▶ _WHAT YOU SHOULD DO_:
The whole listing that follows should be printed again, unchanged.

▶ _STUDY MATERIAL_:
PR #29, opened 2019-09-11
Accept file object and filename instead of path

awcrosby:
Related to https://github.com/ansible/galaxy-api/pull/78

### DIFF
--- a/Makefile
+++ b/Makefile
@@ -8,4 +8,4 @@ test:
 
 .PHONY: test/flake8
 test/flake8:
-	@flake8 galaxy_importer tests
+	@flake8 --max-line-length=99 galaxy_importer tests
--- a/galaxy_importer/collection.py
+++ b/galaxy_importer/collection.py
@@ -46,7 +46,7 @@ def import_collection(file, filename=None, logger=None):
 
 def _import_collection(file, filename, logger):
     with tempfile.TemporaryDirectory() as extract_dir:
-        with file.open() as pkg_file, tarfile.open(fileobj=pkg_file) as pkg_tar:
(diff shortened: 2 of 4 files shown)


awcrosby:
@bmbouter I decided against ducktyping and changed from file path to file obj, if pulp_ansible still needs file path let me know and I will add it in

bmbouter:
@awcrosby that sounds fine pulp_ansible can pass in the file handle [here](https://github.com/pulp/pulp_ansible/blob/master/pulp_ansible/app/tasks/collections.py#L110). Would you be able/willing to open a PR against pulp_ansible with that? You could use a `[noissue]` if you want to keep it easy since it's a small change.

Could that PR also have pulp_ansible's code use the newer version of process_collection? Right now that dep is brought in [here](https://github.com/pulp/pulp_ansible/blob/master/setup.py#L6). Either you could cut a pre-release and upgrade the version there to use it, or not cut a pre-release and have us switch to the master branch from your github directly (not from pypi). LMK if you want more details on that.

How does ^ sound so we can start using it soon?

awcrosby:
@bmbouter I can make a PR for that…

Regarding pulp_ansible using the newer version of the process_collection - that is attempted in pulp_ansible#192 and currently blocked since some `test_sync` test collections don't pass importer validation, see https://github.com/pulp/pulp_ansible/pull/192#issuecomment-530190365 … I am trying to make the tests work around this while still keeping the test executing against a collection - but if you know a quicker way to get CI passing please let me know

bmbouter:
@awcrosby oic. Yes let me see what I can do to help get those tests passing. Thank you for drawing the attention there.

PR #32, opened 2019-09-18
Don't fail import if dir inside plugin dir

awcrosby:
This PR stops failing the import if a directory is found inside a plugin directory, it now skips the subdirectory. Support for processing content inside these subdirs is noted in https://github.com/ansible/galaxy-dev/issues/79


awcrosby:
Closing as this will be dealt with when we fully support subdirs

▶ _SOLUTION TO THIS PROBLEM_:
PR #29, opened 2019-09-11
Accept file object and filename instead of path

awcrosby:
Related to https://github.com/ansible/galaxy-api/pull/78

### DIFF
--- a/Makefile
+++ b/Makefile
@@ -8,4 +8,4 @@ test:
 
 .PHONY: test/flake8
 test/flake8:
-	@flake8 galaxy_importer tests
+	@flake8 --max-line-length=99 galaxy_importer tests
--- a/galaxy_importer/collection.py
+++ b/galaxy_importer/collection.py
@@ -46,7 +46,7 @@ def import_collection(file, filename=None, logger=None):
 
 def _import_collection(file, filename, logger):
     with tempfile.TemporaryDirectory() as extract_dir:
-        with file.open() as pkg_file, tarfile.open(fileobj=pkg_file) as pkg_tar:
(diff shortened: 2 of 4 files shown)


awcrosby:
@bmbouter I decided against ducktyping and changed from file path to file obj, if pulp_ansible still needs file path let me know and I will add it in

bmbouter:
@awcrosby that sounds fine pulp_ansible can pass in the file handle [here](https://github.com/pulp/pulp_ansible/blob/master/pulp_ansible/app/tasks/collections.py#L110). Would you be able/willing to open a PR against pulp_ansible with that? You could use a `[noissue]` if you want to keep it easy since it's a small change.

Could that PR also have pulp_ansible's code use the newer version of process_collection? Right now that dep is brought in [here](https://github.com/pulp/pulp_ansible/blob/master/setup.py#L6). Either you could cut a pre-release and upgrade the version there to use it, or not cut a pre-release and have us switch to the master branch from your github directly (not from pypi). LMK if you want more details on that.

How does ^ sound so we can start using it soon?

awcrosby:
@bmbouter I can make a PR for that…

Regarding pulp_ansible using the newer version of the process_collection - that is attempted in pulp_ansible#192 and currently blocked since some `test_sync` test collections don't pass importer validation, see https://github.com/pulp/pulp_ansible/pull/192#issuecomment-530190365 … I am trying to make the tests work around this while still keeping the test executing against a collection - but if you know a quicker way to get CI passing please let me know

bmbouter:
@awcrosby oic. Yes let me see what I can do to help get those tests passing. Thank you for drawing the attention there.

PR #32, opened 2019-09-18
Don't fail import if dir inside plugin dir

awcrosby:
This PR stops failing the import if a directory is found inside a plugin directory, it now skips the subdirectory. Support for processing content inside these subdirs is noted in https://github.com/ansible/galaxy-dev/issues/79


awcrosby:
Closing as this will be dealt with when we fully support subdirs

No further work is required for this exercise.